Data extracted from a collection:
[Start of section]

PR #1724, opened 2024-11-28
Fix empty api key error message missing

rcvalerio:
closes https://github.com/inductiva/tasks/issues/585


hpenedones (approved):
Thanks for the timely fix!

[End of section]

> WORK TO BE COMPLETED
The records must be reproduced in full. Nothing should differ.

> TASK ANSWER
PR #1724, opened 2024-11-28
Fix empty api key error message missing

rcvalerio:
closes https://github.com/inductiva/tasks/issues/585


hpenedones (approved):
Thanks for the timely fix!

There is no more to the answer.